The Barnett study pursues four objectives:
- To develop a log-, core- and seismic-based framework for regional mapping of stratigraphic and petrophysical units, with a sequence stratigraphic focus.
- To provide lithological/mineralogic input to determine and map petrophysical properties from well logs and seismic.
- To develop a systematic, integrated workflow for reservoir characterization of gas shales.
- To provide an educational program for students to develop expertise in gas shales for petroleum industry career opportunities.
A presentation about the research by Slatt and several co-authors was added to AAPG’s Search and Discoverydatabase earlier this year. The Barnett under study “is often considered to be homogeneous, undifferentiated black shale,” they noted.
“This is an important point,” Slatt said. “These are not just ‘black shales.’ There is quite a bit of variability.”
The Next Level
The study area covers about 100 square miles in the Newark East Field, the heart of the Barnett play.
“We’ve been doing a lot of work in the Barnett – and to a lesser extent in the Woodford (Shale),” Slatt said, “and we’ve come up with the workflow that pretty much covers the process.”
This approach begins with core description work, including thin sections and micropaleontology. Information is then correlated with wireline logs. Then high-resolution seismic and microseismic data are used for calibration.
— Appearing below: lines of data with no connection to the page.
PR #455, opened 2023-08-22
GUACAMOLE-1846: Synchronize new users to connections in batches to fix join race condition.

jmuehlner:
This change turned out to be pretty involved, but at their core, these changes are addressing the race condition described in [GUACAMOLE-1846](https://issues.apache.org/jira/browse/GUACAMOLE-1846). 

This change addresses this problem by batching up all newly connected users and synchronizing connection state to them using a newly defined `join_pending_handler`, at which time they'll be promoted to full users, and the broadcast socket will write to them.

This synchronization is done using a new broadcast socket that writes to all synchronized users at once, instead of once at a time.

Pending users are synchronized once every quarter second, which should result in little noticeable delay upon joining a connection.

Thanks to @mike-jumper for helping to work through the logic here and help figure out various bugs along the way.

### DIFF
--- a/src/common/common/cursor.h
+++ b/src/common/common/cursor.h
@@ -153,14 +153,14 @@ void guac_common_cursor_free(guac_common_cursor* cursor);
  * @param cursor
  *     The cursor to send.
  *
- * @param user
+ * @param client
  *     The user receiving the updated cursor.
  *
  * @param socket
  *     The socket over which the updated cursor should be sent.
  */
-void guac_common_cursor_dup(guac_common_cursor* cursor, guac_user* user,
-        guac_socket* socket);
+void guac_common_cursor_dup(
+        guac_common_cursor* cursor, guac_client* client, guac_socket* socket);
 
 /**
  * Updates the current position and button state of the mouse cursor, marking
--- a/src/common/list.c
+++ b/src/common/list.c
@@ -34,8 +34,26 @@ guac_common_list* guac_common_list_alloc() {
 
 }
 
-void guac_common_list_free(guac_common_list* list) {
+void guac_common_list_free(
+        guac_common_list* list,
+        guac_common_list_element_free_handler* free_element_handler) {
+
+    /* Free every element of the list */
+    guac_common_list_element* element = list->head;
+    while(element != NULL) {
+
+        guac_common_list_element* next = element->next;
+
+        if (free_element_handler != NULL)
+            free_element_handler(element->data);
+
+        free(element);
+        element = next;
+    }
+
+    /* Free the list itself */
     free(list);
+
 }
 
 guac_common_list_element* guac_common_list_add(guac_common_list* list,
--- a/src/guacd/daemon.c
+++ b/src/guacd/daemon.c
@@ -43,6 +43,7 @@
 #include <sys/socket.h>
 #include <sys/stat.h>
 #include <sys/types.h>
+#include <sys/wait.h>
 #include <unistd.h>
 
 #define GUACD_DEV_NULL "/dev/null"
@@ -244,6 +245,49 @@ static void guacd_openssl_free_locks(int count) {
 }
 #endif
 #endif
+
+/**
+ * A flag that, if non-zero, indicates that the daemon should immediately stop
+ * accepting new connections.
+ */
+int stop_everything = 0;
+
+/**
+ * A signal handler that will set a flag telling the daemon to immediately stop
+ * accepting new connections. Note that the signal itself will cause any pending
+ * accept() calls to be interrupted, causing the daemon to unlock and begin
+ * cleaning up.
+ *
+ * @param signal
+ *     The signal that was received. Unused in this function since only
+ *     signals that should result in stopping the daemon should invoke this.
+ */
+static void signal_stop_handler(int signal) {
+
+    /* Instruct the daemon to stop accepting new connections */
+    stop_everything = 1;
+
+}
+
+/**
+ * A callback for guacd_proc_map_foreach which will stop every process in the
+ * map.
+ *
+ * @param proc
+ *     The guacd process to stop.
+ *
+ * @param data
+ *     Unused.
+ */
+static void stop_process_callback(guacd_proc* proc, void* data) {
+
+    guacd_log(GUAC_LOG_DEBUG,
+            "Killing connection %s (%i)\n",
+            proc->client->connection_id, (int) proc->pid);
+
+    guacd_proc_stop(proc);
+
+}
 
 int main(int argc, char* argv[]) {
 
@@ -452,6 +496,12 @@ int main(int argc, char* argv[]) {
                 "Child processes may pile up in the process table.");
     }
 
+    /* Clean up and exit if SIGINT or SIGTERM signals are caught */
+    struct sigaction signal_stop_action = { 0 };
+    signal_stop_action.sa_handler = signal_stop_handler;
+    sigaction(SIGINT, &signal_stop_action, NULL);
+    sigaction(SIGTERM, &signal_stop_action, NULL);
+
     /* Log listening status */
     guacd_log(GUAC_LOG_INFO, "Listening on host %s, port %s", bound_address, bound_port);
 
@@ -465,7 +515,7 @@ int main(int argc, char* argv[]) {
     }
 
     /* Daemon loop */
-    for (;;) {
+    while (!stop_everything) {
 
         pthread_t child_thread;
 
@@ -475,7 +525,10 @@ int main(int argc, char* argv[]) {
                 (struct sockaddr*) &client_addr, &client_addr_len);
 
         if (connected_socket_fd < 0) {
-            guacd_log(GUAC_LOG_ERROR, "Could not accept client connection: %s", strerror(errno));
+            if (errno == EINTR)
+                guacd_log(GUAC_LOG_DEBUG, "Accepting of further client connection(s) interrupted by signal.");
+            else
+                guacd_log(GUAC_LOG_ERROR, "Could not accept client connection: %s", strerror(errno));
             continue;
         }
 
@@ -496,6 +549,26 @@ int main(int argc, char* argv[]) {
         /* Spawn thread to handle connection */
         pthread_create(&child_thread, NULL, guacd_connection_thread, params);
         pthread_detach(child_thread);
+
+    }
+
+    /* Stop all connections */
+    if (map != NULL) {
+
+        guacd_proc_map_foreach(map, stop_process_callback, NULL);
+
+        /*
+         * FIXME: Clean up the proc map. This is not as straightforward as it
+         * might seem, since the detached connection threads will attempt to
+         * remove the connection proccesses from the map when they complete,
+         * which will also happen upon shutdown. So there's a good chance that
+         * this map cleanup will happen at the same time as the thread cleanup.
+         * The map _does_ have locking mechanisms in place for ensuring thread
+         * safety, but cleaning up the map also requires destroying those locks,
+         * making them unusable for this case. One potential fix could be to
+         * join every one of the connection threads instead of detaching them,
+         * but that does complicate the cleanup of thread resources.
+         */
 
     }
 
--- a/src/guacd/proc.c
+++ b/src/guacd/proc.c
@@ -288,6 +288,26 @@ static int guacd_timed_client_free(guac_client* client, int timeout) {
 }
 
 /**
+ * A reference to the current guacd process.
+ */
+guacd_proc* guacd_proc_self = NULL;
+
+/**
+ * A signal handler that will be invoked when a signal is caught telling this
+ * guacd process to immediately exit.
+ *
+ * @param signal
+ *     The signal that was received. Unused in this function since only
+ *     signals that should result in stopping the proc should invoke this.
+ */
+static void signal_stop_handler(int signal) {
+
+    /* Stop the current guacd proc */
+    guacd_proc_stop(guacd_proc_self);
+
+}
+
+/**
  * Starts protocol-specific handling on the given process by loading the client
  * plugin for that protocol. This function does NOT return. It initializes the
  * process with protocol-specific handlers and then runs until the guacd_proc's
@@ -332,6 +352,14 @@ static void guacd_exec_proc(guacd_proc* proc, const char* protocol) {
 
     /* Enable keep alive on the broadcast socket */
     guac_socket_require_keep_alive(client->socket);
+
+    guacd_proc_self = proc;
+
+    /* Clean up and exit if SIGINT or SIGTERM signals are caught */
+    struct sigaction signal_stop_action = { 0 };
+    signal_stop_action.sa_handler = signal_stop_handler;
+    sigaction(SIGINT, &signal_stop_action, NULL);
+    sigaction(SIGTERM, &signal_stop_action, NULL);
 
     /* Add each received file descriptor as a new user */
     int received_fd;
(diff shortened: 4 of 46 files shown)


neandrake:
Oh cool, this issue/fix sounds like it might be related to what I was seeing in https://github.com/apache/guacamole-server/pull/316#issuecomment-1483939885

src/libguac/guacamole/client-fntypes.h
```diff
@@ -79,5 +91,22 @@ typedef void guac_client_log_handler(guac_client* client,
...
+ *     The guac_client associated with the users to broadcast to.
+ *
+ * @param callback
+ *     A callback that should be invoked with each broadcasted user.
+ *
+ * @param data
+ *     Arbitrary data that may be used to broadcast to the subset of users.
+ */
+typedef void guac_client_broadcast_handler(
+        guac_client* client, guac_user_callback* callback, void* data);
```
mike-jumper, line 109: This particular function type ...

* ... is specific to `guac_socket`, and should instead be named `guac_socket_broadcast_handler` within files specific to `guac_socket`
* ... is internal to the broadcast socket implementation and need not be exposed publicly. It should instead be declared strictly internally and omitted from the public API.

src/libguac/guacamole/client.h
```diff
@@ -162,14 +173,65 @@ struct guac_client {
...
+     * first user joins the connection.
+     */
+    struct sigevent __pending_users_timer_signal_config;
+
+    /**
+     * Specification for the timing of the pending users timer. Only for
+     * internal use within the client. This will be NULL until the
+     * first user joins the connection.
+     */
+    struct itimerspec __pending_users_time_spec;
```
mike-jumper, line 221: Do these need to be included within the `guac_client` structure? I see them used only during initialization.

src/libguac/guacamole/client.h
```diff
@@ -162,14 +173,65 @@ struct guac_client {
...
+
+    /**
+     * A flag that indicates whether the pending users timer event thread is
+     * currently running.
+     */
+    volatile atomic_flag __pending_timer_event_active;
```
mike-jumper, line 227: Which standard defines `atomic_flag`? The guacamole-server build currently targets C99: https://github.com/apache/guacamole-server/blob/80598ae857b4ccf696b5adff8c48a9ecbfe4a647/configure.ac#L37

src/libguac/guacamole/client.h
```diff
@@ -162,14 +173,65 @@ struct guac_client {
...
+    /**
+     * Specification for the timing of the pending users timer. Only for
+     * internal use within the client. This will be NULL until the
+     * first user joins the connection.
+     */
+    struct itimerspec __pending_users_time_spec;
+
+    /**
+     * A flag that indicates whether the pending users timer event thread is
+     * currently running.
```
mike-jumper, line 225: * We don't necessarily know that the timer is implemented with threads.
* This indicates whether the timer event callback is currently running, not whether the timer itself is running, yes? The documentation for `__pending_users_timer_running` uses the same terminology to refer to whether the timer has been registered.

src/libguac/guacamole/client.h
mike-jumper, line 227: Would it make sense to combine this with `__pending_users_timer_running` such that there is only one flag+mutex indicating the current state of the timer (unregistered, registered, triggered)?

src/libguac/guacamole/client-fntypes.h
```diff
@@ -48,6 +50,16 @@
...
 
+/**
+ * Handler that will run before immediately before pending users are promoted
+ * to full users. The pending user socket should be used to communicate to the
+ * pending users.
+ *
+ * @param client
+ *     The client whose handler was invoked.
+ */
+typedef void guac_join_pending_handler(guac_client* client);
```
mike-jumper, line 61: Should this function have error-handling semantics, as well, in line with things like the join handler?

mike-jumper, line 61: This should be `guac_client_join_pending_handler`.

mike-jumper (changes requested):

src/libguac/local-lock.c
```diff
@@ -0,0 +1,218 @@
...
+     */
+    if (key_value == GUAC_LOCAL_LOCK_READ_LOCK)
+        pthread_rwlock_unlock(&(local_lock->lock));
+
+    /* Acquire the write lock */
+    pthread_rwlock_wrlock(&(local_lock->lock));
+
+    /* Mark that the current thread has the lock, and increment the count */
+    pthread_setspecific(local_lock->key, get_value_from_flag_and_count(
+            GUAC_LOCAL_LOCK_WRITE_LOCK, count + 1));
```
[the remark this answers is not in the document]
jmuehlner: Well, it'll roll over back to 0, which might rely in the lock being acquired twice (resulting in undefined behavior), or the lock getting released early, resulting in potential simultaneous access to pieces of code that should only have one thread working with them at a time.

Are you worried enough about this that you want to add checks in the code for this condition?

src/libguac/local-lock.h
```diff
@@ -0,0 +1,118 @@
...
+ */
+
+/**
+ * A structure packaging together a pthread rwlock along with a key to a
+ * thread-local property to keep track of the current status of the lock,
+ * allowing the functions defined in this header to provide reentrant behavior.
+ * Note that both the lock and key must be initialized before being provided
+ * to any of these functions.
+ */
+typedef struct guac_local_lock {
```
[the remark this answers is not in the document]
jmuehlner: Yeah, the name definitely needs cleanup. Will do.

src/libguac/guacamole/client.h
jmuehlner: Probably not? When constructing the timer, you pass pointers to these various configuration-time things. The API docs don't say or even imply whether you need to keep them around afterwards, though it seems unlikely that any implementation would actually expect them to stick around for the whole timer lifetime.

I can just allocate them on the stack and not worry about it if it works correctly in my dev environment, I guess.

src/libguac/guacamole/client-fntypes.h
jmuehlner: Yeah, I guess I can just refuse to promote any users in a batch if the handler fails.

src/libguac/guacamole/client.h
jmuehlner: Oops, yeah this is a C11 thing. I'll get rid of it.

src/terminal/terminal/terminal.h
```diff
@@ -632,6 +635,22 @@ int guac_terminal_sendf(guac_terminal* term, const char* format, ...);
 void guac_terminal_dup(guac_terminal* term, guac_user* user,
         guac_socket* socket);
 
+/**
+ * Synchronizes the current display state for all users assocaited with a
+ * provided socket and client.
```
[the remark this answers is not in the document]
jmuehlner: Ah yes, that's a lot clearer.

src/libguac/local-lock.c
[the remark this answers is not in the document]
mike-jumper: Moderately, yes. It seems unlikely that the counter would ever reach this magnitude, but I think at least that we should have defined behavior for that case.

The `pthread_mutex_lock` function's behavior for this case is to return `EAGAIN`:

> <dl>
>     <dt><code>EAGAIN</code></dt>
>     <dd>The mutex could not be acquired because the maximum number of recursive locks for mutex has been exceeded.</dd>
> </dl>

We could do similar (provide some sort of error handling) and leave it up to the caller to deal with the error condition.

src/libguac/guacamole/client.h
jmuehlner: Yes it would.

src/common/common/cursor.h
```diff
@@ -150,6 +150,10 @@ void guac_common_cursor_free(guac_common_cursor* cursor);
  * the current cursor image. The resulting cursor on the remote display will
  * be visible.
  *
+ * @deprecated guac_common_cursor_dup_batch should be used instead of this
+ * user-specific method. Unlike this function, it supports sending the cursor
+ * to multiple users with a broadcast socket.
```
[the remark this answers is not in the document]
jmuehlner: Ok, those should all be removed now.

src/libguac/local-lock.c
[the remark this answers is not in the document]
jmuehlner: Ok, I added some error codes. Are you ok with not checking for the errors in the calling libguac code? We're not checking to see whether acquisition attempts of normal lock types work currently, and I happen to know that the maximum number of levels of reentrancy that we'll currently reach is `2,` which is significantly less than `2^60`.

src/libguac/guacamole/client-fntypes.h
jmuehlner: Ok, I've added it. Currently there aren't any handlers that use it, but it's there.

jmuehlner:
Marking as draft while I investigate an issue.

src/guacd/daemon.c
```diff
@@ -245,6 +246,49 @@ static void guacd_openssl_free_locks(int count) {
...
+ * A signal handler that will set a flag telling the daemon to immediately stop
+ * accepting new connections. Note that the signal itself will cause any pending
+ * accept() calls to be interrupted, causing the daemon to unlock and begin
+ * cleaning up.
+ *
+ * @param signal
+ *     The signal that was received. Unused in this function since only
+ *     signals that should result in stopping the daemon should invoke this.
+ */
+static void signal_stop_handler(int signal) {
```
jmuehlner, line 265: These various signal handling mechanisms are to ensure that the daemon and associated child processes will definitely stop, even if one of the children is locked up due to deadlock or similar.

jmuehlner:
Ok, I think this should be ready to go again. I'm still seeing the client occasionally get locked up when shutting down, but at least it's guaranteed to always shut down cleanly with the new shutdown handling introduced in https://github.com/apache/guacamole-server/pull/455/commits/eaca340a94c9aaeb235a6e30fa660ffded43cfef.

src/guacd/daemon.c
```diff
@@ -504,6 +555,26 @@ int main(int argc, char* argv[]) {
 
     }
 
+    /* Stop all connections */
+    if (map != NULL) {
+
+        guacd_proc_map_foreach(map, stop_process_callback, NULL);
+
+        /*
+         * FIXME: Clean up the proc map. This is not as straightforward as it
```
jmuehlner, line 564: The daemon was never really set up to perform cleanup, and it's less easy to get everything cleaned up than I had hoped. In the service of avoiding further complexity ballooning, I'm going to leave this for future improvement.

The map was never cleaned up before either, so at least this isn't making things worse than it used to be.

src/libguac/local-lock.c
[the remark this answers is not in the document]
mike-jumper: I think it's OK to leave as-is, unless there is any locking within a loop ... though 1,152,921,504,606,846,976 would be a _lot_ of locks.

src/common/list.c
```diff
@@ -23,6 +23,8 @@
 #include <stdlib.h>
 #include <pthread.h>
 
+#include <stdio.h>
```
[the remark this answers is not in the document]
jmuehlner: Indeed not. Removed.

jmuehlner:
This was an issue with lock acquisition/release order and has been fixed. 

> I'm still seeing the client occasionally get locked up when shutting down and fail to shut down cleanly

src/libguac/client.c
```diff
@@ -169,35 +290,56 @@ guac_client* guac_client_alloc() {
...
     client->socket = guac_socket_broadcast(client);
+    client->pending_socket = guac_socket_broadcast_pending(client);
 
     return client;
 
 }
 
 void guac_client_free(guac_client* client) {
 
+    /* Acquire write locks before referencing user pointers */
```
jmuehlner, line 317: Added this extra locking layer here because it's not really valid to reference the `__users` or `__pending_users` fields without holding these locks. 

I had thought about using `guac_client_remove_user` as a callback for `guac_client_foreach_user` and `guac_client_foreach_pending_user`, which is a more standard way of doing things, but that would also mean that'd be acquiring the read lock first, and upgrading to the write lock inside `guac_client_remove_user()`, which should technically work but should probably be avoided.

src/libguac/local-lock.c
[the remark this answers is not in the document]
jmuehlner: Yeah, this is probably the least of your problems if you find yourself acquiring that many locks.

src/terminal/terminal/scrollbar.h
```diff
@@ -260,6 +260,10 @@ void guac_terminal_scrollbar_flush(guac_terminal_scrollbar* scrollbar);
  * completely recreate and redraw the scrollbar rendering over the given
  * socket.
  *
+ * @deprecated guac_terminal_scrollbar_dup_batch() allows synchronizing
+ * multiple joining users at once using a broadcast socket, and should be
+ * used instead of this function
```
mike-jumper, line 265: Is there any need to maintain and deprecate this variant? Checking `Makefile.am`, this header looks to be part of the private API.

src/terminal/terminal/display.h
```diff
@@ -340,6 +340,25 @@ void guac_terminal_display_flush(guac_terminal_display* display);
...
+ *     socket.
+ *
+ * @param client
+ *     The client whose users are joining.
+ *
+ * @param socket
+ *     The socket over which any necessary instructions should be sent.
+ */
+void guac_terminal_display_dup_batch(
+        guac_terminal_display* display, guac_client* client, guac_socket* socket);
```
mike-jumper, line 360: Same here - I think there's no need to maintain the old version of this function, unless it has some utility internally within `guac_terminal`. It's not part of the public API.

src/libguac/client.c
```diff
@@ -277,36 +435,135 @@ void guac_client_abort(guac_client* client, guac_protocol_status status,
...
-
-        if (client->__users != NULL)
-            client->__users->__prev = user;
-
-        client->__users = user;
-        client->connected_users++;
+        /*
+        * Add the user to the list of pending users, to have their connection
+        * state synchronized asynchronously.
+        */
```
mike-jumper, line 558: The `*` characters within this comment appear misaligned.

mike-jumper (changes requested):

src/libguac/guacamole/client-fntypes.h
```diff
@@ -30,7 +30,9 @@
 #include "client-types.h"
 #include "object-types.h"
 #include "protocol-types.h"
+#include "socket.h"
 #include "stream-types.h"
+#include "user-fntypes.h"
```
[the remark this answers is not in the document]
jmuehlner: Oops, sorry these are vestigal. I'll remove.

src/libguac/guacamole/client.h
```diff
@@ -40,22 +41,32 @@
 
 #include <cairo/cairo.h>
 
-#include <pthread.h>
+#include <signal.h>
 #include <stdarg.h>
+#include <stdatomic.h>
```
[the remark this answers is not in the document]
jmuehlner: Nope - will remove.

src/common/list.c
```diff
@@ -34,8 +34,32 @@ guac_common_list* guac_common_list_alloc() {
...
+
+        if (free_element_handler != NULL)
+            free_element_handler(element->data);
+
+        free(element);
+        element = next;
+    }
+
+    /* Destroy the mutex controlling access to the list */
+    pthread_mutex_unlock(&(list->_lock));
```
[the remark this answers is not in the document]
jmuehlner: Ok, will remove.

src/terminal/terminal/display.h
jmuehlner: Oops, yeah I'll get rid of this. I had mistakenly thought it was part of the public API.

src/protocols/kubernetes/argv.h
```diff
@@ -70,5 +71,23 @@ guac_argv_callback guac_kubernetes_argv_callback;
...
+ *
+ * @param client
+ *     The client associated with the users who should receive the values of
+ *     all non-sensitive parameters which may be set while the connection is
+ *     running.
+ *
+ * @return
+ *     Always NULL.
+ */
+void* guac_kubernetes_send_current_argv_batch(
```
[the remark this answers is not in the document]
mike-jumper: Ah, OK.

src/terminal/terminal/scrollbar.h
jmuehlner: Nope. I got rid of it.

src/guacd/daemon.c
```diff
@@ -457,6 +501,10 @@ int main(int argc, char* argv[]) {
                 "Child processes may pile up in the process table.");
     }
 
+    /* Clean up and exist if SIGINT or SIGTERM signals are caught */
+    signal(SIGINT, signal_stop_handler);
+    signal(SIGTERM, signal_stop_handler);
```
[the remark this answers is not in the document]
jmuehlner: Yes, for sure. I'll switch to `sigaction`.

src/guacd/proc.c
```diff
@@ -333,6 +354,10 @@ static void guacd_exec_proc(guacd_proc* proc, const char* protocol) {
     /* Enable keep alive on the broadcast socket */
     guac_socket_require_keep_alive(client->socket);
 
+    guacd_proc_self = proc;
+    signal(SIGINT, signal_stop_handler);
+    signal(SIGTERM, signal_stop_handler);
```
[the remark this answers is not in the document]
jmuehlner: Done.

mike-jumper (approved):

mike-jumper:
@jmuehlner, as a bug fix should this be against `staging/1.5.4`?

jmuehlner:
> @jmuehlner, as a bug fix should this be against `staging/1.5.4`?

Uh, yeah, I suppose so. Let me retarget it.

mike-jumper (approved):

PR #589, opened 2025-01-04
Create reproducible properties files

Zlika:
There is an ongoing effort to make Tycho produce reproducible artifacts. Some non-reproducible bits come from equinox-p2. This PR makes the properties files created by equinox-p2 reproducible (remove the timestamp and sort the lines).

### DIFF
--- a/bundles/org.eclipse.equinox.frameworkadmin.equinox/META-INF/MANIFEST.MF
+++ b/bundles/org.eclipse.equinox.frameworkadmin.equinox/META-INF/MANIFEST.MF
@@ -17,7 +17,8 @@ Import-Package: org.eclipse.equinox.frameworkadmin;version="[2.0.0,3.0.0)",
  org.osgi.framework.startlevel;version="1.0.0",
  org.osgi.service.log;version="1.3.0",
  org.osgi.service.startlevel;version="1.0.0",
- org.osgi.util.tracker;version="1.3.0"
+ org.osgi.util.tracker;version="1.3.0",
+ org.eclipse.equinox.internal.p2.core.helpers
 Export-Package: org.eclipse.equinox.internal.frameworkadmin.equinox;x-friends:="org.eclipse.equinox.p2.publisher,org.eclipse.equinox.p2.publisher.eclipse,org.eclipse.equinox.simpleconfigurator.manipulator",
  org.eclipse.equinox.internal.frameworkadmin.equinox.utils;x-friends:="org.eclipse.equinox.p2.publisher.eclipse"
 Require-Bundle: org.eclipse.equinox.common;bundle-version="3.18.0"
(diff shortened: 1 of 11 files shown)


merks:
I think adding dependencies for a utility isn't a great idea for something like this:

image

I also wonder if all these places really even affect a build and I wonder if the loss of information such as the time of creation is desired in all these places.  How does the above file specifically affect the build result?  In general can you elaborate on why all these locations need reproducible properties files?

Zlika:
Hello @merks . I didn't find a good (better) location for such utility class. Is there a better location for such common code?
I don't know if all the places affect the build. I'm sure that this location affects the build: EquinoxFwConfigFileParser.saveProperties(). It is called during the materialize-products goal of the tycho-p2-director-plugin plugin and creates a config.ini file in the generated product, which is not reproducible Properties file.
I don't know if other parts of the equinox-p2 code generate properties files during the tycho build, so the simplest solution is to fix the problem everywhere. This timestamp is always useless and only prevents a reproducible behavior: if you really need to know the creation time of files, why would you put a timestamp only inside a couple of properties files and not inside all the files you create? It's just a bad design of java.util.Properties.

laeubi:
Sometimes its better to copy some util code instead of create new dependencies. Also minimal changes are often easier to merge, so maybe just concentrate on the required part. Sometimes in the past we even have copied code from P2 to easier maintain requirements of Tycho vs P2.

That said, I also noticed that if one installs something with P2 the order of `<productname>.ini` changes, I this case I would better like to retain ordering instead of alphabetic ordering though...

merks:
Yes, I'm not sure where is a better place.    Making copies is also not pretty.  Somewhere higher up in equinox would make it more reusable.  I wonder if any of these locations produce results that appears in a build:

“If you look at a typical seismic line through the Barnett, you can map the top of the Barnett and the bottom of the Barnett. A lot of companies do that, and then leave it at that,” Slatt noted.
“If you look into the Barnett, you can see that there are differences in reflectivity that are internal,” he said.
Application of seismic and other reservoir characterization tools has enabled the researchers to identify sequences within the shale.
“What we have found is that within these 10 rock types, they seem to be stacked in some kind of predictable fashion,” Slatt said.
Sequence identification and characterization can come from correlation through comparative mapping of related facies successions, rather than marker beds – an application of parasequencing to an unconventional resource play.
In this case, the stratigraphic framework was developed by analyzing the lithofacies stacking patterns, then defining parasequences.
“These Barnett rock types are arranged in parasequences,” Slatt explained. “You get changes in mineral characteristics.
“We’re doing seismic inversion now to improve our abilities in detecting these parasequences,” he added. “What we’re doing is going to the next level of characterization.”
Work so far has produced effective descriptions of the in-shale changes.
“Most of them are gradational,” Slatt said. “You might have a quartz mudstone and a calcareous mudstone at the ends. Then we might have phosphatic mudstones that are quite different.”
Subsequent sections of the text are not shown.